■ **TASK STATEMENT**
Search the records for the string "next", and show each line where it appears.

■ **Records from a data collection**
PR #3575, opened 2021-02-17
Fix improper initialization in affile and LogWriter

### LINKED ISSUE #3574: Heap consumption increased unexpectedly after reloading several times
# syslog-ng
## Version of syslog-ng
3.29

## Platform
Linux

# Issue
## Failure
Memory 

## Steps to reproduce
1. Use the configuration in next section
2. Reload syslog-ng 1024 times
3. Massif result shows that heap consumption increased

## Configuration
```
@version: 3.29

source src {
        internal();
};

destination dest {
        file("/dev/null");
};

log {
        source(src);
        destination(dest);
};
```

image

0140454:
When reloading configuration, syslog-ng performs the following operations
1. Load modules
2. Initialize modules (calling `%s_module_init`)
3. ...
4. Create log pipes
5. Initialize log pipes

There are two issues:

---

`affile_module_init` calls `affile_dd_global_init` to register an application hook.

However, it doesn't use any flag to avoid registering hook repeatedly.
Therefore, if we reload configuration 1000 times, there will be 1000 entries in `applications_hooks`.

This can be observed by executing the following commands in gdb
```
set $hook=application_hooks
while ($hook != 0)
  p *((ApplicationHookEntry*)($hook->data))
  set $hook=$hook->next
end
```

---

`affile-dest` creates LogWriter if necessary ([code](https://github.com/syslog-ng/syslog-ng/blob/master/modules/affile/affile-dest.c#L194)), and initialize it every time ([code](https://github.com/syslog-ng/syslog-ng/blob/master/modules/affile/affile-dest.c#L205)).

Currently, `log_writer_init` uses `log_pipe_add_info` to add `writer` to `LogWriter::info`. If we reload 1000 times, `affile_dw_init` will be performed 1000 times, `log_writer_new` and `log_writer_init` will be called 1 time and 1000 times repectively.

---

The memory allocated for hook and LogWriter::info entry will not be freed until syslog-ng exits.
Therefore, massif shows like the following

image

Apply this patchset, massif shows like the following

image_fixed

---

Fix #3574

### DIFF
--- a/lib/logwriter.c
+++ b/lib/logwriter.c
@@ -1452,8 +1452,6 @@ log_writer_init(LogPipe *s)
       log_writer_postpone_mark_timer(self);
     }
 
-  log_pipe_add_info(s, "writer");
-
   return TRUE;
 }
 
@@ -1715,6 +1713,8 @@ log_writer_new(guint32 flags, GlobalConfig *cfg)
   g_static_mutex_init(&self->suppress_lock);
   g_static_mutex_init(&self->pending_proto_lock);
   self->pending_proto_cond = g_cond_new();
+
+  log_pipe_add_info((LogPipe *)self, "writer");
 
   return self;
 }
--- a/lib/logwriter.c
+++ b/lib/logwriter.c
@@ -1714,7 +1714,7 @@ log_writer_new(guint32 flags, GlobalConfig *cfg)
   g_static_mutex_init(&self->pending_proto_lock);
   self->pending_proto_cond = g_cond_new();
 
-  log_pipe_add_info((LogPipe *)self, "writer");
+  log_pipe_add_info(&self->super, "writer");
 
   return self;
 }
--- a/news/bugfix-3574.md
+++ b/news/bugfix-3574.md
@@ -1,1 +1,1 @@
-`affile`: Fix improper initialization in affile and LogWriter
+`affile`: Fix improper initialization in affile and LogWriter to avoid memory leak when reloading
--- a/news/bugfix-3574.md
+++ b/news/bugfix-3574.md
@@ -1,0 +1,1 @@
+`affile`: Fix improper initialization in affile and LogWriter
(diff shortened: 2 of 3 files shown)


kira-syslogng:
do nothing -> CI won't start)

kira-syslogng:
do nothing -> CI won't start)

kira-syslogng:
do nothing -> CI won't start)

szemere:
ok to test

Kokan (dismissed):
Thanks, superb PR!

news/bugfix-3574.md
```diff
@@ -0,0 +1 @@
+`affile`: Fix improper initialization in affile and LogWriter
```
bazsi, line 1: I would mention memory leaks here along with the severity of the leaks, so that a user can understand how much her/his installation might be impacted.

lib/logwriter.c
```diff
@@ -1716,6 +1714,8 @@ log_writer_new(guint32 flags, GlobalConfig *cfg)
   g_static_mutex_init(&self->pending_proto_lock);
   self->pending_proto_cond = g_cond_new();
 
+  log_pipe_add_info((LogPipe *)self, "writer");
+
```
bazsi, line 1718: using &self->super as the argument keeps it typesafe, it's usually better than the cast.

bazsi (dismissed):
I've filed two nitpicks, but otherwise it's good enough for me to be merged.

news/bugfix-3574.md
0140454: OK, news file updated.

lib/logwriter.c
0140454: Thanks for this tips. I have changed to `&self->super`.

bazsi (approved):

Kokan (approved):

■ **TASK RESULT**
1. Use the configuration in next section
  set $hook=$hook->next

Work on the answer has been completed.